Czy zastanawialiście się kiedyś po co nam politycy i partie polityczne? Ja od dawna !

 

Żyjemy w ciekawych czasach. Choć czasem tęsknię do nudy. Jednak najbardziej wkurza mnie poczucie straconego czasu - nie mojego , daję sobie jakoś radę ze swoim zyciem. Codzi mi o stracony czas nas wszystkich. Walnie do tego poczucia przyczyniają się tzw. politycy. Kiedyś polityka była rozumiana jako umiejętność zarządzania lub zachowania w grupie. Obecnie jest to raczej umiejętność cwaniackiego wykorzystywania innych.
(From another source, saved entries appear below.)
PR #1, opened 2015-10-15
MPT-32 run external-james test when JAMES_ADDRESS env is set

mbaechler:
Switch to Guice 4 because exception in java 8 lambda
	breaks Guice 3 error reporting.


aduprat:
:+1:

rouazana:
:+1:

PR #2, opened 2015-10-15
MPT-33 introduce namespace support feature and run related tests only…

mbaechler:
… when supported

	This uses junit Assume that allowes to disable a test when a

Moja babcia mówiła, że polityk to skrzyżowanie świni z lisem , mam wrażenie , że ostatnio udział świni w tej krzyżówce wzrósł znacząco. Niechęć do polityków i polityki wygenerowała u mnie pytanie: po co nam partie polityczne i politycy?
W naszej wersji tzw. demokracji (tak zwanej bo najbardziej trafna ,wg mnie definicja , to w monologu Andrzeja Poniedzielskiego : wersja demo jakiejś racji , a "k" w środku to popularny u nas wzmacniacz semantyczny) władzą i to jedyną jesteśmy my NARÓD - tego też sformułowania używa się w preambule naszej Konstytucji. Używanie zbitek słownych , w których występuje władza jest zabiegiem mającym na celu odciągnięcie naszej uwagi od faktu , że to MY JESTEŚMY władzą. I iak :
1/Władza ustawodawcza, czyli sejm. Jest to ni mniej ni więcej tylko izba reprezentantów
Walnego Zgromadzenia. Gdy opracujemy bezpieczną prawnie metodę głosowania za
pośrednictwem elektronicznych kanałów , to sens parlamentu zniknie. Bo na razie parlament
istnieje bo nie ma tak dużej sali , w której zmieściłoby się te paręnascie milionów
głosujących. Nasz (i nie tylko nasz) sejm nie jest zbiorem specjalistów , więc bez żalu
możemy zrezygnować z ich usług. Propozycje ustaw i rozwiązań prawnych opracowywałby
rząd , a my głosowalibyśmy za ich przyjęciem bądź odrzuceniem - to oczywiście w dużym
uproszczeniu , ale chodzi mi o zasadę.
2/Władza wykonawcza , czyli rząd .Jakaż to władza , toż to zarząd i kadra zarządzająca. W ogóle
władza wykonawca to jak "świnka morska" : ani świnka , ani morska . Rząd to nasi (Narodu)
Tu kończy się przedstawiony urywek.